Thanks for the advice!:thumbsup: I wanted a 30:1 reduction can motor because the one thing that I do not like about post war American Flyers is the fast speed. Even from the start! I thought that I would like a more prototypical scale speed. But so far, all I have obtained are more frustrations and extra cost.:laugh::laugh::laugh:


----------



## mopac (Feb 24, 2011)

Broke, I know you like slower speed. I do also. Most videos I watch the flyers are, well, flying. I think that is why they were called flyers. Still does not change that you and me like slower. More scale speed. We have discussed this before. Broke, it is the AF transformers. They have a start voltage of 7 volts. That is almost half of the 15 volts that is maximum from the transformer. So you are half throttle right off the bat.

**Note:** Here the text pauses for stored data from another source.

PR #478, opened 2026-09-03
add HF model support indicators in discovery page

Yavaren:
Replaces the closed PR #410 

This adds an `Unsupported` label to models on the Hugging Face discovery page when Nativ can confidently determine that the bundled MLX runtime cannot load them.

Models with incomplete or ambiguous metadata are left unlabelled rather than being marked unsupported.

Provider detection now also uses `model_type` and `architectures` from the model configuration. The capability manifest generator checks model types against the actual bundled runtime loader.

## Testing

The model support and discovery tests pass. The generated capability manifest was also checked and remains unchanged.

The broader test suite passes apart from an unrelated shell-script timeout. That test passes when run separately.

The UI of the model discover page shows this:

image


Lazarus-931:
would this work with #473?

Yavaren:
@Lazarus-931 yes, this PR only adds the unsupported badge for the model in the discovery page, does not touch models in installed

lucasnewman:
@Yavaren I took a quick look, can you see if we can fix the issues pointed out by these tests before we land this? `model_type` should be authoritative at the very least.

```swift
    func testUnsupportedPrimaryModelTypeTakesRuntimePrecedence() throws {
        let result = try makeClassifier().classify(
            configuration: configuration([
                "model_type": "unrecognized-wrapper",
                "speculators_model_type": "drafter-loader",
            ]),
            pipelineTag: "text-generation",
            tags: []
        )

        XCTAssertEqual(result, .unsupported)
    }

    func testMalformedArchitecturesRemainUnknown() throws {
        let result = try makeClassifier().classify(
            configuration: configuration([
                "model_type": "not-in-the-bundled-runtime",
                "architectures": "BoundaryExtractor",
            ]),
            pipelineTag: "text-generation",
            tags: []
        )

        XCTAssertEqual(result, .unknown)
    }
```

lucasnewman (changes requested):
See comment about cases that need to be fixed.

Yavaren:
> See comment about cases that need to be fixed.

please have a look at the latest commit

Yavaren:
@lucasnewman resolved merge conflicts

lucasnewman (approved):

lucasnewman:
Looks good!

I have suggested you get a Lionel ZW transformer. They have a start voltage of 2 to 2 1/2 volts. Big difference from 7 volts. I am telling you I can run my flyers slow. You have spent enough on can motors and dallee reverse units you could have had a ZW transformer. Mine will go up to 20 volts. Really a bit much for a flyer. I only use it for a few seconds to get the smoke going. I think max volts for a flyer is 17 volts. A few seconds of 20 has not hurt my flyers. Just saying, I will never use an AF transformer again. I think 7 volts start is stupid.


----------



## BrokeCurmudgeon (Feb 8, 2016)

The real reason that I don't have a ZW is that it would not fit on my Ping Pong Layout without a lot of rerouting track and rewiring of accessory buttons. I am getting too old to want to take that on now.:laugh::laugh::laugh: But, you got me thinking Al!


----------



## mopac (Feb 24, 2011)

Not trying to spend your money. But the ZW works for me for slow speed. When, or if, I get my layout built, My ZW will not sit on layout either. I have or will build a small table for it to sit on. I don't even want it on the layout. I know you have space restrictions. The
transformer table could even sit under the layout some. The ZW is not that big. Yes probably bigger than your transformer but its not that much bigger.

My grandfather built a small table before I was born. That's the table I plan to use. Table is less than 2 foot by 2 foot. Something like a toaster would sit on. I think it was a kitchen table.


----------



## mopac (Feb 24, 2011)

Not sure what they are called. I call them stack tables. You might even have one. But that would work.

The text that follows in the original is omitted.